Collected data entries
PR #312, opened 2020-07-04
Isort has stopped working

MauriceHendrix:
As you can see from the non-pinned python 3.6 test the isort config has stopped working.

### DIFF
--- a/.travis.yml
+++ b/.travis.yml
@@ -25,4 +25,3 @@ script:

Goal of the exercise: For the entries shown above, tally every line containing the word "stopped". Report the tally and nothing else.

The answer: 2